And yet it is impossible that the criminal showed no signs, no
perversities of feeling, no heartlessness which should have revealed
him to us from the outset. No one will say that we ought all to become
wonderful aesthetes like the Greek sculptors, or as sensitive as the
saints; but if we admit that it is a barbarous thing to pass by the
beauties of art without perceiving them; that it is the mark of
defective civilization to confound horrible coarseness and monstrosity
with ideal beauty, to be unable to distinguish the strident noise of
the tram-car wheels, or the deafening crash of ill-tuned instruments
from the harmonies of Bellini or Wagner; that each of us would blush
for such insensibility, and would conceal it--how is it we do not
perceive that such obtuseness is habitual to us in moral matters? We
see that we are capable of confusing virtuous persons and criminals,
without any foreboding. How is it that so often in the case of
judicial errors, the voice of the innocent did not resound in our
ears, although his trial was a public one, and we allowed him to
languish in prison for years? How is it that goodness should be so
obscure a thing that we confound it with prosperity? How is it that
those rich men of whom the gospel says "Woe unto you, rich men, for ye
have your reward," can think of "improving the morals" of the poor,
without any examination of their own moral lives or the lives of those
belonging to them? almost as if they believed that the rich are
essentially good and the poor essentially bad.

If such darkness as this reigned in the intellectual field, we should
be unable to conceive the form of madness which would present itself
to our eyes. There are confusions in the moral field which it is
impossible to imagine in any other domain of life. If some day the
youth of the nations, more clear-sighted than those of to-day, hear
that the Christmas feast was kept on the battlefields of the European
war, they will understand the origins of the war itself. In such a
situation, David (to whom indeed it would have been inconceivable)
would have accepted the taunt of his enemies as well deserved, when
they asked him: "Where is now thy God?" "We have lost God" would have
been a fitting lamentation. But to celebrate His festival
indifferently under such conditions is to be unconscious of having
lost Him. How long ago did the soul die, and when did the building up
on death begin? What a terrible episode of madness is this monstrous
slaughter, upon which the tree of peace was planted in honor of the
Savior!

Far indeed are we from the delicate sensibility to evil of Santa
Teresa, or the keenness of spiritual vision which enabled the man of
God to see the white dove beneath the soiled feathers of the sinful
woman.
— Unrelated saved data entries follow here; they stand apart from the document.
PR #756, opened 2021-08-05
Named packages support

ray-nham:
This PR added:
- A temporary change in `ExecuteManifestCommand` to enable package extraction for named packages.
- A temporary change in `NodeExecutor` to allow variables with square brackets to be evaluated by `Octostache`.

### DIFF
--- a/source/Calamari.Tests/Fixtures/Manifest/ExecuteManifestCommandFixture.cs
+++ b/source/Calamari.Tests/Fixtures/Manifest/ExecuteManifestCommandFixture.cs
@@ -81,6 +81,48 @@ namespace Calamari.Tests.Fixtures.Manifest
                 result.AssertOutput(nameof(NodeInstructions.DeploymentTargetInputsVariable));
             }
         }
+        
+        [Test]
+        public void WithNamedPackageInstructions()
+        {
+            var instructions =
+                InstructionBuilder
+                    .Create()
+                    .WithCalamariInstruction("test-calamari-instruction")
+                    .WithNodeInstruction()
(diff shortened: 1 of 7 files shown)


source/Calamari.Tests/Fixtures/Manifest/ExecuteManifestCommandFixture.cs
```diff
@@ -81,6 +81,48 @@ public void WithInstructions()
...
+                };
+
+                var result = ExecuteCommand(variables, "Calamari.Tests");
+
+                result.AssertSuccess();
+                result.AssertOutput("Hello from TestCommand");
+                result.AssertOutput("Hello from my custom node!");
+                result.AssertOutput(string.Join(Path.Combine("BootstrapperPathVariable_Value", "bootstrapper.js"),
+                                                Path.Combine("TargetPathVariable_Value", "executor.js")));
+                result.AssertOutput(nameof(NodeInstructions.DeploymentTargetInputsVariable));
```
egorpavlikhin, line 123: Let's change this to check that values are escaped correctly and see if we can reduce the test size, it feels that some parts of it are irrelevant to what we are trying to test.

ray-nham: I did a small refactoring: moving the method to escape json inputs to Calamari.Util and add a separate unit test for that method.

egorpavlikhin (approved):
Looks good, provided we refactor it next week to support the full range of Octostache variable expressions. 👍

PR #757, opened 2021-08-06
Revert deletion of `Calamari.CloudAccounts.AzureAccountVariables`

tekerson:
The `Calamari.CloudAccounts.AzureAccountVariables` class was cleaned up as part of fixing OctopusDeploy/Calamari#723 but it is still [being used in `Calamari.Terraform@10.x`](https://github.com/OctopusDeploy/Sashimi.Terraform/blob/10.2.2/source/Calamari/Behaviours/TerraformDeployBehaviour.cs#L135-L141). This PR reverts the deletion in lieu of a more principled solution.


geofflamrock (approved):
LGTM 👍

PR #758, opened 2021-08-09
#6965 Updated to latest version of NuGet.Commands.

Sellorio:
This PR is intended to resolve this issue: https://github.com/OctopusDeploy/Issues/issues/6965.

Please review this knowing that only a basic test was done in code in which the issue was reproduced, changes were made and then the issue was re-tested to ensure it was resolved. Therefore, no flow-on effects or regressions in other issues have been explored.

### DIFF
--- a/source/Calamari.Shared/Calamari.Shared.csproj
+++ b/source/Calamari.Shared/Calamari.Shared.csproj
@@ -64,7 +64,7 @@
     <PackageReference Include="Microsoft.Web.Xdt" Version="3.1.0" />
   </ItemGroup>
   <ItemGroup Condition="'$(TargetFramework)' == 'netstandard2.1'">
-    <PackageReference Include="NuGet.Commands" Version="3.5.0" />
+    <PackageReference Include="NuGet.Commands" Version="5.10.0" />
     <PackageReference Include="Markdown" Version="2.1.0" />
     <PackageReference Include="System.Diagnostics.Tracing" Version="4.3.0" />
     <PackageReference Include="System.Threading.AccessControl" Version="4.3.0" />
--- a/source/Calamari.Shared/Integration/Packages/NuGet/NuGetV3LibDownloader.cs
+++ b/source/Calamari.Shared/Integration/Packages/NuGet/NuGetV3LibDownloader.cs
@@ -8,57 +8,106 @@ using NuGet.Common;
 using NuGet.Protocol;
 using NuGet.Protocol.Core.Types;
 using System.IO;
-using Calamari.Common.Plumbing.Logging;
 using Calamari.Common.Plumbing.Extensions;
-using NuGet.DependencyResolver;
-using NuGet.LibraryModel;
 using Octopus.Versioning;
+using System.Threading.Tasks;
+using NuGet.Commands;
+using PackageIdentity = NuGet.Packaging.Core.PackageIdentity;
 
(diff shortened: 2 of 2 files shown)


source/Calamari.Tests/Fixtures/PackageDownload/PackageDownloadFixture.cs
```diff
@@ -75,16 +74,71 @@ public void TearDown()
...
+        {
+            UnsuccessfulPackageDownloadTest("artifactory-nuget", "Artifactory.Test.NuGet", packageVersion, ArtifactoryUri);
+        }
+
+        [TestCase("1.0.1", "6ff3395878566eba2b8bef307bd8845be5cb43ff")]
+        [TestCase("1.0.2", "d5ed35df167a8d635f43c890bcba6dd124ef77fb")] // actual package is 1.0.02
+        [TestCase("1.0.02", "d5ed35df167a8d635f43c890bcba6dd124ef77fb")]
+        [TestCase("1.0.0-alpha.2", "eb0ffcc9f614e83d3a69f0963b3da9a6460e75df")]
+        [TestCase("1.0.0-alpha.3", "d148ab7b4caa577b3f4b84960fef13a649182353")]
+        [TestCase("1.0.0-alpha.3+metadata", "d148ab7b4caa577b3f4b84960fef13a649182353")]
```
geofflamrock, line 128: The fact that these package version scenarios work for feedz.io but don't for artifactory even with the V2 libs (presumably running under netframework) suggest to me that we probably need to do a bit more looking into why this is happening rather than just applying a tactical fix of upgrading the NuGet lib for netcore only as we haven't really solved the underlying problem.

source/Calamari.Tests/Fixtures/PackageDownload/PackageDownloadFixture.cs
```diff
@@ -75,16 +74,71 @@ public void TearDown()
...
+        [TestCase("1.0.1", "8950c54441b67dcd8ae54b4dbb0fe3735be85a9b")]
+        [TestCase("1.0.2", "3967afe4c54e5f0626677d2f11606d491a453bca")] // actual package is 1.0.02
+        [TestCase("1.0.02", "3967afe4c54e5f0626677d2f11606d491a453bca")]
+        [TestCase("1.0.0-alpha.2", "991a595d780593acf75b891c8b24edbfaa3505f2")]
+        [TestCase("1.0.0-alpha.3", "bd22572257d5ed956b0dd1716e290fba2b4f407c")]
+        [TestCase("1.0.0-alpha.3+metadata", "bd22572257d5ed956b0dd1716e290fba2b4f407c")]
+#endif
+        [RequiresMonoVersion480OrAboveForTls12]
+        [RequiresMinimumMonoVersion(5, 12, 0, Description = "HttpClient 4.3.2 broken on Mono - https://xamarin.github.io/bugzilla-archives/60/60315/bug.html#c7")]
+        public void ShouldDownloadArtifactoryNuGetPackage(string packageVersion, string hash)
```
geofflamrock, line 103: I feel like it would be good to have these tests for the NuGet feed too

mjhilton:
An alternative solution was implemented in #779 against the Release Branch for 2021.1, and then merged forward to 2021.2 in #780, and to the main branch in #781. 

Closing this PR as no longer required.

PR #1030, opened 2023-05-15
Simplify k8s status

YihaoOct:
This PR simplifies the logic of Kubernetes object status checks.

- Only top level resources are included for computing the overall status of a deployment.
- Pods status now solely decided by the `phase` field, instead of failing deployment on further criteria on the container statuses. The displayed status field is still kept, such as `ImagePullBackOff`, but it does not fail the Pod.
- Stabilisation timeout is removed. Only the execution timeout is kept. Within the timeout, we fail or succeed the step immediately once we see the success/failure status from the top level resources. Once the timeout is reached, the deployment fails.
- We added a variable `Octopus.Action.Kubernetes.WaitForJobs`. When this variable is not set, Jobs are treated as always successful. When this variable is set to true, we wait for the Job to be successful within the timeout.


source/Calamari.Tests/KubernetesFixtures/ResourceStatus/Resources/PodTests.cs
```diff
@@ -154,10 +155,10 @@ public void WhenContainerFailsExecutionAndRestarting_TheStatusShouldShowCrashLoo
                 })
                 .Build();
     
-            var pod = (Pod)ResourceFactory.FromJson(podResponse);
+            var pod = (Pod)ResourceFactory.FromJson(podResponse, new Options());
 
             pod.Status.Should().Be("CrashLoopBackOff");
-            pod.ResourceStatus.Should().Be(KubernetesResources.ResourceStatus.Failed);
+            pod.ResourceStatus.Should().Be(KubernetesResources.ResourceStatus.Successful);
```
YihaoOct, line 161: Because `CrashLoopBackOff` state happens after the Pod has reached the `Running` phase, in the simplified logic we'll report the status as successful. This is not ideal, but I'm refraining from making the logic too complicated. The `CrashLoopBackOff` state will still be displayed, and the controlling object such as ReplicaSet will not have this Pod as one of the ready Pods, so the overall deployment will not succeed anyway. The only exception is when the user is trying to deploy a Pod directly from YAML, which is a discouraged use case. In this case the deployment will be successful while the Pod is in a `CrashLoopBackOff`.

source/Calamari/Kubernetes/ResourceStatus/Options.cs
```diff
@@ -0,0 +1,7 @@
+namespace Calamari.Kubernetes.ResourceStatus
+{
+    public class Options
```
zentron, line 3: A more descriptive name like `ResourceStatusOptions` will make it easier to follow what this is used for.

source/Calamari.Tests/KubernetesFixtures/ResourceStatus/ResourceStatusCheckerTests.cs
```diff
@@ -0,0 +1,214 @@
...
+        }
+
+        [Test]
+        public void FailureBeforeTimeout_ShouldReturnAsFailed()
+        {
+            var retriever = new TestRetriever();
+            var reporter = new TestReporter();
+            var resourceStatusChecker = new ResourceStatusChecker(retriever, reporter, new InMemoryLog());
+
+            var timer = new TestTimer(5);
```
zentron, line 71: Its not clear to me why some of these tests use `TestTimer(5)` and others `TestTimer(2)`
Perhaps more explicit timers would make this clearer.

source/Calamari.Tests/KubernetesFixtures/ResourceStatus/Resources/PodTests.cs
zentron: To to be clear, if we a pod goes into `CrashLoopBackOff` then the K8S cluster considers it to be `Running`? Thats surprising. I would have thought that it would still be failed. So from the users perspective on the status page we will report this pod as successful (even if the replica set isnt yet successful)

source/Calamari/Kubernetes/ResourceStatus/ResourceStatusChecker.cs
```diff
@@ -42,78 +40,64 @@ public ResourceStatusChecker(IResourceRetriever resourceRetriever, IResourceUpda
...
-                        break;
-                    case DeploymentStatus.Failed:
-                        log.Verbose("Resource status check terminated during stabilization period with some failed resources");
-                        break;
-                    default:
-                        break;
-                }
-
-                return false;
+                timer.Tick();
```
zentron, line 70: It wasn't until reading the timer class that I realised `Tick()` is actually a `Sleep`. Consider using the name `Sleep` or `Wait` or something that indicates what its doing. The clock semantics is less important than being clear about what line of code is blocking.

zentron (changes requested):
Looking good, looks like we're not far off.

source/Calamari.Tests/KubernetesFixtures/ResourceStatus/Resources/PodTests.cs
YihaoOct: Yes it is. From this diagram, you can see the `CrashLoopBackOff` state happens when the Pod enters a `Running` phase.

YihaoOct: Forgot to put in the diagram link: https://miro.com/app/board/uXjVPkFe6vA=/

source/Calamari/Kubernetes/ResourceStatus/Options.cs
YihaoOct: I didn't use a long name because it is already in the fully qualified name of this class `Calamari.Kubernetes.ResourceStatus.Options`. If the short name will result in a clash with another `Option` class, people can use it as `using ResourceStatusOptions = Calamari.Kubernetes.ResourceStatus.Options`.

Maybe adding some XMLDoc would be helpful here?

YihaoOct: Added docs for this one.

zentron (approved):

PR #1032, opened 2023-05-17
Make KubernetesCommandBase and add tests for each auth type

scottmerchant:
Moving the common auth to a base command class so that we can test the auth with a testable command. This means we don't have to run actual deployments when testing the auth types. We do this already with the script steps by using a simple script eg: `kubectl cluster-info`

[sc-47324]


source/Calamari.Tests/KubernetesFixtures/TestableKubernetesDeploymentCommand.cs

The difference is not as that between the taste of a peasant
and that of an artist, but as that between a corpse and a living man.
It is evident that we have suffered death, albeit we are unconscious
of having died.

Here, then, and not in hygiene, must we find the secret of our life.
We have something more corruptible than our bodies, a life more
fragile than our physical life; and the peril of darkness hangs over
us. This is the secret of man.

If man loses the light that leads him on towards a better world, he
falls into an abyss far below all created animals.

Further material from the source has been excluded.